Molecular Oncology Unit and Department of Urology, Laboratórios-PISO 4, Instituto Português de Oncologia, R. Dr. Ant. Bernardino Almeida 4200-072 Porto, Portugal.
Journal of Human Genetics (Impact Factor: 2.53). 02/2002; 47(8):413-8. DOI: 10.1007/s100380200060
Source: PubMed

ABSTRACT Epidemiological data indicate a relationship between ultraviolet radiation, vitamin D, and prostate cancer risk. Antiproliferative effects of vitamin D require the expression of the nuclear vitamin D receptor (VDR).
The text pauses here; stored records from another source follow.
PR #247, opened 2019-02-05
⬆️(richie) upgrade to 1.0.0-beta.1

jmaupetit:
## Purpose

We are about to deploy an official instance of Richie, thus we need to upgrade its default release in Arnold.

## Proposal

- [x] upgrade Richie to `1.0.0-beta.1`
- [x] fix jobs command (since the project's tree evolved)

### DIFF
--- a/CHANGELOG.md
+++ b/CHANGELOG.md
@@ -12,6 +12,7 @@ and this project adheres to [Semantic Versioning](http://semver.org/spec/v2.0.0.
 - Publish a Docker image to DockerHub for the master branch
 - The `apps_filter` variable definition is now required to run the `switch.yml`
   and `deploy.yml` playbooks (if multiple apps are active)
+- Upgraded Richie to its latest release (1.0.0-beta.1)
 
 ## [1.3.0] - 2019-01-31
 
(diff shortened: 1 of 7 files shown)


apps/marsha/templates/app/job_collectstatic.yml.j2
```diff
@@ -41,7 +41,11 @@ spec:
         # We point to a local registry image build for this "live" image (see
         # ImageStream and BuildConfig templates)
         image: "{{ internal_docker_registry }}/{{ project_name }}/marsha:{{ marsha_image_tag }}-live"
-        command: ["python", "manage.py", "collectstatic", "--noinput"]
```
sampaccoud: why not just:
```suggestion
command: ["python", "sandbox/manage.py", "collectstatic", "--noinput"]
```

sampaccoud (approved):

apps/marsha/templates/app/job_collectstatic.yml.j2
jmaupetit: This is easier to avoid having to modify the PYTHONPATH. But I made a mistake by modifying Masha's jobs instead of Richie's ones. :sweat_smile:

sampaccoud (approved):

lunika (approved):

PR #252, opened 2019-02-11
⬆️(core) upgrade ansible to 2.7

jmaupetit:
## Purpose

Now that we are running python 3, it's time to also update Arnold's core engine to Ansible 2.7. 

## Proposal

- [x] upgrade to Ansible 2.7.7
- [x] upgrade to openshift 0.8.4
- [x] renamed `openshift_raw` module to `k8s`
- [x] use `k8s_facts` module instead of the `k8s` lookup


jmaupetit:
Nota bene: this is a draft work for curiosity. I just want to know what fails after switching to the new `k8s` module.

sampaccoud (approved):

.circleci/config.yml
```diff
@@ -400,9 +400,55 @@ jobs:
...
+            bin/ci-test-service "richie" "Installation successful!" "/" "next"
+
+      - run:
+          name: Test "richie"'s next stack substitution (create + delete)
+          command: |
+            # Deploy the next stack a second time
+            bin/ci-ansible-playbook deploy.yml "richie"
+            # Test service re-deployed with the next route
+            bin/ci-test-service "richie" "Installation successful!" "/" "next"
+            # Test that only one stack has been deployed
```
lunika: I think this comment is not needed

bin/_config.sh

A three-fold increase in prostate cancer risk associated with the less active vitamin D receptor allele (the T allele from VDR TaqI polymorphism at codon 352) was reported. The role of VDR genotypes in the susceptibility to prostate cancer has not yet been studied in populations of southern Europe. In the present study, we determined VDR TaqI genotypes in Portuguese prostate cancer cases ( n = 163) and controls ( n = 211), a southern European population. When cases were compared with controls, we found an association of VDR T allele with prostate cancer risk (odds ratio [OR] = 1.87, 95% confidence interval [CI] 1.02-3.37; P = 0.035). This association was confirmed using logistic regression analysis (OR = 2.11, 95% CI 1.15-3.88; P = 0.015) and in particular associated to risk of prostate cancer onset in men over the age of 66 years (OR = 2.36, 95% CI 1.05-5.29; P = 0.036). Fifty percent of cases older than 66 years could be attributed to the influence of this risk factor. Our results indicate that the contribution of VDR genotypes to prostate cancer susceptibility might depend on the population studied and its geographic localization, and that VDR genotypes are important in the definition of the genetic risk profile of populations of southern Europe.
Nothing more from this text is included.